Gather each line of the entries below that includes "rejected".

▶ _Stored items_
----------
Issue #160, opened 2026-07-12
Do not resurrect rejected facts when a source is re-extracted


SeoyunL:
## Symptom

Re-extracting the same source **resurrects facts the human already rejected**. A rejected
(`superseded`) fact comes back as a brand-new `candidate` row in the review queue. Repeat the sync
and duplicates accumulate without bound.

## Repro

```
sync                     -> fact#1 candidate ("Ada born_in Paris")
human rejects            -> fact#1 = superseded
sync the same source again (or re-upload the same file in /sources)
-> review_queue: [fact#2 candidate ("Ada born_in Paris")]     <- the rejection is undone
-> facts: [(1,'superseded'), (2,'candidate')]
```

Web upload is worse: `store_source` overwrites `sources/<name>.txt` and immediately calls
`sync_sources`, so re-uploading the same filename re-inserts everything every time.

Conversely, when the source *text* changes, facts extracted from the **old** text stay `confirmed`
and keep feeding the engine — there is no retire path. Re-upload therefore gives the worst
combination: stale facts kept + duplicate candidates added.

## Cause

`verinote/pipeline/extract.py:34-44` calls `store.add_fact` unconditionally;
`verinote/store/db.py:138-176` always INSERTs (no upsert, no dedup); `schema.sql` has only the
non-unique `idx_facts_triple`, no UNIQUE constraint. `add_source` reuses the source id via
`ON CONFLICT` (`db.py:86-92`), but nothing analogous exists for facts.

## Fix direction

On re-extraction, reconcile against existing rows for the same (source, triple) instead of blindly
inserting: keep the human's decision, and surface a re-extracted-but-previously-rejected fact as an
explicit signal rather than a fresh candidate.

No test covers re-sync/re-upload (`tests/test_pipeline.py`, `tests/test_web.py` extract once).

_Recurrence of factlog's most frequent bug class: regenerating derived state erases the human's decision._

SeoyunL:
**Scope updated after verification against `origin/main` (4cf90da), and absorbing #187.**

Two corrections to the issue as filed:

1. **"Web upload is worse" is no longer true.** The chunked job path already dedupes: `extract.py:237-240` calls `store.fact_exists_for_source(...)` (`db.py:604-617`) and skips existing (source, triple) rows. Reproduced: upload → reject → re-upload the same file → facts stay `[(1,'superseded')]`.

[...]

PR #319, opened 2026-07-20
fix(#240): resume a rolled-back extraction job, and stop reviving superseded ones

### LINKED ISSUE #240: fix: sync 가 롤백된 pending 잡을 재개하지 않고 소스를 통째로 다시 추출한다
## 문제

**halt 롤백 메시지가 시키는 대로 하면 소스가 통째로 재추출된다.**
----------
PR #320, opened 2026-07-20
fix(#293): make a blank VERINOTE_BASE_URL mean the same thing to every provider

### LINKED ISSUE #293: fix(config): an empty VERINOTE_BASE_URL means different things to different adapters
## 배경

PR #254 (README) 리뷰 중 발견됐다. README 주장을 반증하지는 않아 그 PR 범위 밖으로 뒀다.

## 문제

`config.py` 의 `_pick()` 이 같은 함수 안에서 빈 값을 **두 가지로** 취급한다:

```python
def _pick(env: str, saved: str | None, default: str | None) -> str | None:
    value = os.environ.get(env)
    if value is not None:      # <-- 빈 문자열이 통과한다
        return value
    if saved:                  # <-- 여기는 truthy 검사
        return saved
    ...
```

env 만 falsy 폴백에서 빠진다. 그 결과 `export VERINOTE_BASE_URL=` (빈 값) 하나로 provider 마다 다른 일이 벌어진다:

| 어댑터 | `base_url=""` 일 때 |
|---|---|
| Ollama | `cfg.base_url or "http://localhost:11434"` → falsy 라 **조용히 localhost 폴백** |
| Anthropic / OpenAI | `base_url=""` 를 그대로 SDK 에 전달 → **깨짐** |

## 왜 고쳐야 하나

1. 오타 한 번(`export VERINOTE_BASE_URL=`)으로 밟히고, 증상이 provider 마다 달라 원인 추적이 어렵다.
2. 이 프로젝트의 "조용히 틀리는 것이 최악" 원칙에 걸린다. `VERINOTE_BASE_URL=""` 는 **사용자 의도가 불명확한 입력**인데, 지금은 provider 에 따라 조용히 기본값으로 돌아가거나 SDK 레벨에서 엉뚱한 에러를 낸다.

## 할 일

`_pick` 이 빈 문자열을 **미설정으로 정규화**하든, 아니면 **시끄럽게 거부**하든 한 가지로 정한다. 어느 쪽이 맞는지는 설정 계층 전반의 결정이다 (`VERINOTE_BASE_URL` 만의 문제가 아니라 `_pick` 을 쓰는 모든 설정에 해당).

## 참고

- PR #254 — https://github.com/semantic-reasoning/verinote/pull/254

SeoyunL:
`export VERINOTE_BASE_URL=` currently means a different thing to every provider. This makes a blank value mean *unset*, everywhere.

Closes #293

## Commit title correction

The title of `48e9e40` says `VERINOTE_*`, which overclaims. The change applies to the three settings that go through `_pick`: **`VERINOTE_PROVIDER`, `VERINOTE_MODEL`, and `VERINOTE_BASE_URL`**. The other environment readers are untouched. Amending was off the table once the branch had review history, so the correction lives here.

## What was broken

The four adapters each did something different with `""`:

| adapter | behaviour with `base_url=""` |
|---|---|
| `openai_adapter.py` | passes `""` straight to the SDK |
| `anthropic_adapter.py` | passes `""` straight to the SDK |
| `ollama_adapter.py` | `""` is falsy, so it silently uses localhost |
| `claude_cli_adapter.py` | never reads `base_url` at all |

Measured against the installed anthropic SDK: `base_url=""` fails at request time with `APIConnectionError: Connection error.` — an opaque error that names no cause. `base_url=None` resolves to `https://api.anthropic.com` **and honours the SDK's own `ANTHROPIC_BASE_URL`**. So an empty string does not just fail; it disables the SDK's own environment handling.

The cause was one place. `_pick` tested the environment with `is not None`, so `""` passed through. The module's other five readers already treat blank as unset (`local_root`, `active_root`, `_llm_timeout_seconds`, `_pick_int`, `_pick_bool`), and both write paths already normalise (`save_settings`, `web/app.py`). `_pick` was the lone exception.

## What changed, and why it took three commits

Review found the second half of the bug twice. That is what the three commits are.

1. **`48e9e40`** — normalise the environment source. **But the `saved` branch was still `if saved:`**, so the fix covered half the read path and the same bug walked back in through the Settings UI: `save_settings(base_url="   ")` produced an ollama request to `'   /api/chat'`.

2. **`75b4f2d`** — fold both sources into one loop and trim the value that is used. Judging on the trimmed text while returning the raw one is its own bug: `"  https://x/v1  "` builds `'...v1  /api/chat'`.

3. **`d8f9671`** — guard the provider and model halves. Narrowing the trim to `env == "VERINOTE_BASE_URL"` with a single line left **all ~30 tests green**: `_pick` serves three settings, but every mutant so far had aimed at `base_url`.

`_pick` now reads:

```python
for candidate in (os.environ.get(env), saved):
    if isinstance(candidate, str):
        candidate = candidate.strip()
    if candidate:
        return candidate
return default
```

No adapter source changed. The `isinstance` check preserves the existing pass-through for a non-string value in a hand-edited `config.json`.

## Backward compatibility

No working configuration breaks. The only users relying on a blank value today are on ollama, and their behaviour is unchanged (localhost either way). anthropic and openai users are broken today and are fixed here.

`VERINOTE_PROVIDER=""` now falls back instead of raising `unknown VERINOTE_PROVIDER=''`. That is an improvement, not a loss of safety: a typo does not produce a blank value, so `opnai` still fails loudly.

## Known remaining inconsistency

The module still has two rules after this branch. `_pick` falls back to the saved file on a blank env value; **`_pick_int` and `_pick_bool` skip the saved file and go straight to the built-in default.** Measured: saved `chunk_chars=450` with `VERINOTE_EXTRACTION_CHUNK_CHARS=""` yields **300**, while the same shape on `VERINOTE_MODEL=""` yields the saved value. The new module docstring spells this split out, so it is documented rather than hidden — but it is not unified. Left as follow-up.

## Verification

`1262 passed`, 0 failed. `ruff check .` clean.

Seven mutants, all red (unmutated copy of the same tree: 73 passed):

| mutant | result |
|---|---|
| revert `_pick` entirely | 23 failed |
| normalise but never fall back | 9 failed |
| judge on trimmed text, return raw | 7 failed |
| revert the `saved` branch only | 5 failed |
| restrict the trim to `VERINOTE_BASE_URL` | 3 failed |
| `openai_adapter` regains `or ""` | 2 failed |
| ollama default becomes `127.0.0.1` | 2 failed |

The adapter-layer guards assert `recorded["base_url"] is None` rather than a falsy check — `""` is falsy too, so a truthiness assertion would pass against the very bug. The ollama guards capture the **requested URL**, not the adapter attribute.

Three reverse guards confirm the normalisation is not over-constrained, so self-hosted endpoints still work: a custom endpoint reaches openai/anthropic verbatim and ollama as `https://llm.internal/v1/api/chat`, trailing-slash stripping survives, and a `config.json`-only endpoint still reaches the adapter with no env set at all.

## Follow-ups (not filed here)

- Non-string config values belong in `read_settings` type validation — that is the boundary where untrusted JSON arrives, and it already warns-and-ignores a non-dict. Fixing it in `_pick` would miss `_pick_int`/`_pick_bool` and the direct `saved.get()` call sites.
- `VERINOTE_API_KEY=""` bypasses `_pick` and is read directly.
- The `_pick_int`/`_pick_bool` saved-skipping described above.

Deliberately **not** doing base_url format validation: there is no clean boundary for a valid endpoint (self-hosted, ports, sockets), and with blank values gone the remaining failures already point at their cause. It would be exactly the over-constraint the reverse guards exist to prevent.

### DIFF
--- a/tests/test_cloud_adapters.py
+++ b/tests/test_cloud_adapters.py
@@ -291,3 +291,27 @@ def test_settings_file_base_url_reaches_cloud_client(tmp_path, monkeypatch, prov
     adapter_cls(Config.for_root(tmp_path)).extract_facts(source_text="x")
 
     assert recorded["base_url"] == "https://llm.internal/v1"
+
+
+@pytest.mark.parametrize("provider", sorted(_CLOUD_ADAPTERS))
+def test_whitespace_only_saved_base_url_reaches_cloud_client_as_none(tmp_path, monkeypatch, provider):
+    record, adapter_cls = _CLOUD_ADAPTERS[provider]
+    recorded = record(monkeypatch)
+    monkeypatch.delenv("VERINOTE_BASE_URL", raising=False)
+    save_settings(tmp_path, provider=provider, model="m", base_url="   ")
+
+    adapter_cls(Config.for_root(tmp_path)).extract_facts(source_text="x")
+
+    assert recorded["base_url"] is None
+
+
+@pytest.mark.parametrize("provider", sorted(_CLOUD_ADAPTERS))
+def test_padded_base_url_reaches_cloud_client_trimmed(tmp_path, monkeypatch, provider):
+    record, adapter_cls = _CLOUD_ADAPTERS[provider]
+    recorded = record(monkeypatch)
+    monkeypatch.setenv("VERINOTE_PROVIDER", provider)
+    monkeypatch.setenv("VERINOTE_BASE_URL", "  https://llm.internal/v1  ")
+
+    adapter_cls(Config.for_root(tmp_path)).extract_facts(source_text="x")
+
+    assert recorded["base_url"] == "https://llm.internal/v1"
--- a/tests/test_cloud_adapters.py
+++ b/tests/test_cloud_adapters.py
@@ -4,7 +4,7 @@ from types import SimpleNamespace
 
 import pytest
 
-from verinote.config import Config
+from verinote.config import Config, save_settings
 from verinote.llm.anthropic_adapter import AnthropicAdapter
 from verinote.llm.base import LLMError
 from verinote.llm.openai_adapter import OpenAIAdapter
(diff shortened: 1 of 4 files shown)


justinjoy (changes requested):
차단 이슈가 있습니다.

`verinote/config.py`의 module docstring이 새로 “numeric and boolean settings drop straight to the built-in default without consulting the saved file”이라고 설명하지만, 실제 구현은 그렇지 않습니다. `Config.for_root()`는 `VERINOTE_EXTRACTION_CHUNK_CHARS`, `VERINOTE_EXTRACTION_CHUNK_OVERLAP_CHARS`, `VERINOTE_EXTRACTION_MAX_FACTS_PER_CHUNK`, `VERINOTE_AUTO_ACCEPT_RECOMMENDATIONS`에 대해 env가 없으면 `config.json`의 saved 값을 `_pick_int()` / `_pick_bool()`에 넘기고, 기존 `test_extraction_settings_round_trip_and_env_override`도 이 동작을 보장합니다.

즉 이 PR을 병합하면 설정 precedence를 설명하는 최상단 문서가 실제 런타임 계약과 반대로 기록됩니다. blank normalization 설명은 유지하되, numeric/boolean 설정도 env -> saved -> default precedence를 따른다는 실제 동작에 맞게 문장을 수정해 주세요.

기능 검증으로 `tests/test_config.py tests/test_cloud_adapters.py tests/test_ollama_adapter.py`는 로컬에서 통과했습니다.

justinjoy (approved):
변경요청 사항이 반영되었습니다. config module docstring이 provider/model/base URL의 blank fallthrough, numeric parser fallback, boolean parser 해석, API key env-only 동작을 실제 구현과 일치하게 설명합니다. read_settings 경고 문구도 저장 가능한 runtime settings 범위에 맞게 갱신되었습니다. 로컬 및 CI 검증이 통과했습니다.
----------
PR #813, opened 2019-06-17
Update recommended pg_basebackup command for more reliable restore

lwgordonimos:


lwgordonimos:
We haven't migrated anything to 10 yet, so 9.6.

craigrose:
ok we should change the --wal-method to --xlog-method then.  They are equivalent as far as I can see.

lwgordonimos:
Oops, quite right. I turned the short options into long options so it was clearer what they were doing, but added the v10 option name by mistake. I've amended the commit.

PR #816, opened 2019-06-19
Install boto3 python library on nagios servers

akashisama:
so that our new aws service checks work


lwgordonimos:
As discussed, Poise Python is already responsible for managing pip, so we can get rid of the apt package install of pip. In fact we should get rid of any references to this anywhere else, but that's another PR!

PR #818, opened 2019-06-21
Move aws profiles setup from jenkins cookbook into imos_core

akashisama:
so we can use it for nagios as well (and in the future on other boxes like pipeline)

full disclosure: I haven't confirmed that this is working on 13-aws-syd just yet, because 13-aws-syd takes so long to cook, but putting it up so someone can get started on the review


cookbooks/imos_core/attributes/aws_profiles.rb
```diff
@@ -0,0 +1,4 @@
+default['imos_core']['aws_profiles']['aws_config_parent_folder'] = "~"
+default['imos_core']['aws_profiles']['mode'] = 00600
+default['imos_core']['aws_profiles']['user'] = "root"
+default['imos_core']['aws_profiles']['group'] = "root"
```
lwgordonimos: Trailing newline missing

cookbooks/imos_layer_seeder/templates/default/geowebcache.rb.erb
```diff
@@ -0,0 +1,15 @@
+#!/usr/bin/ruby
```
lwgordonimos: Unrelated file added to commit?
----------
▶ _Output below_
Do not resurrect rejected facts when a source is re-extracted
Re-extracting the same source **resurrects facts the human already rejected**. A rejected
inserting: keep the human's decision, and surface a re-extracted-but-previously-rejected fact as an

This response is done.